Details
-
Bug
-
Resolution: Not a Bug
-
Critical
-
None
-
7.0.0, 7.0.1, 7.0.2
-
OS - Debian GNU/Linux 10
Couchbase Server 7.0.0-5302 (CE)
-
Ubuntu 64-bit
-
Impediment
-
1
-
Unknown
Description
We recently noticed issues with excessive resource consumption of some subsystems within Couchbase.
According to the images attached, Prometheus processes are consuming a lot of RAM and CPU memory, it is even the process that consumes the most resources within the virtual machine.
Doing a research, I noticed that Prometheus using in Couchbase 7.0 has version 2.22.0 (branch: HEAD, revision: a6239a377d49104ac7253a99aef8feb8dee0a7c2)
There are some bug reports that indicate high resource consumption and that some limit parameters are not being respected, according to the problem: https://github.com/prometheus/prometheus/issues/9744
Our first approach, as the issue suggests, is to update to version 2.22.1 where the bug is fixed, but since Couchbase uses a custom version of Prometheus, there is a custom flag that runs along with the parent process of Couchbase, you can see the error below when changing the Prometheus version:
Error parsing commandline arguments: unknown long flag '--storage.tsdb.no-lockfile'
prometheus: error: unknown long flag '--storage.tsdb.no-lockfile'
The version that Prometheus uses within Couchbase is different from the release in the official Prometheus repository, where:
prometheus, version 2.22.0 (branch: HEAD, revision: a6239a377d49104ac7253a99aef8feb8dee0a7c2) is the custom version of Couchbase
prometheus, version 2.22.0 (branch: HEAD, revision: 0a7fdd3b76960808c3a91d92267c3d815c1bc354) is the same version as Prometheus but without the custom flags.
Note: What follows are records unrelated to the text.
PR #291, opened 2016-10-26
site/clustering.xml: Document that patch release may require a cluster shutdown

dumbbell:
[#132823995]


michaelklishin:
I think the two known exceptions should be listed as an, ahem, list, to make them more visible. We can document it as "known exceptions."

PR #306, opened 2016-11-28
Updated how.xml

packtpartner:
Added a new book link


michaelklishin:
Sorry but we won't be adding new content to that page. It badly need rewriting from scratch.

Issue #307, opened 2016-11-30
Changelog is missing 3.5.8


professor:
I noticed that the change log does not list 3.5.8, which appears to be the preferred 3.5.x release due to a security fix. 

http://www.rabbitmq.com/changelog.html

https://github.com/rabbitmq/rabbitmq-server/releases/tag/rabbitmq_v3_5_8

michaelklishin:
It [is not missing](https://github.com/rabbitmq/rabbitmq-website/blob/live/site/changelog.xml#L45).

michaelklishin:
3.5.8 is the second release from the top on http://www.rabbitmq.com/changelog.html (the list is in reverse chronological order).

professor:
We were upgrading a rabbit 3.5.2 installation to 3.5.7 and did not see 3.5.8 since it is not listed near the 3.5.x releases. We expect releases to be sorted by release number then date. 

Sorting by date, not release allowed us to miss an important security fix.

michaelklishin:
@professor I'm sorry but we can't assume it works that way for everybody. We announce releases on rabbitmq-users and Twitter (in fact, multiple times per release on Twitter). I suggest that you sign up for one of those.

We will not be changing the order based on one data point.

michaelklishin:
GitHub releases are also sorted by date (by tag date, to be precise), not version order.

PR #308, opened 2016-11-30
Adds 3.5.8 to change log

professor:
We were upgrading a rabbit 3.5.2 installation to 3.5.7 and did not see 3.5.8 since it is not listed near the 3.5.x releases. We expect releases to be sorted by release number then date. 

Fixes https://github.com/rabbitmq/rabbitmq-website/issues/307

### DIFF
--- a/site/changelog.xml
+++ b/site/changelog.xml
@@ -42,17 +42,6 @@ limitations under the License.
       </tr>
 
       <tr>
-        <td class="centre">3.5.8</td>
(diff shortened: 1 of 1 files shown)


michaelklishin:
Sorry but I'm not willing to change the order based on one data point (complaint).

michaelklishin:
GitHub releases are also sorted by date (by tag date, to be precise), not version order.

The Workaround we got is to remove the Prometheus binary and restart the child process, this way the Prometheus binary doesn't load and doesn't overload the cluster, on the other hand, we lose all visibility of queries, index, and cluster activities that are important for operation.
Also attached is a screenshot of the process monitors with the high levels of RAM and CPU that the process consumes over time, causing unavailability in our environment.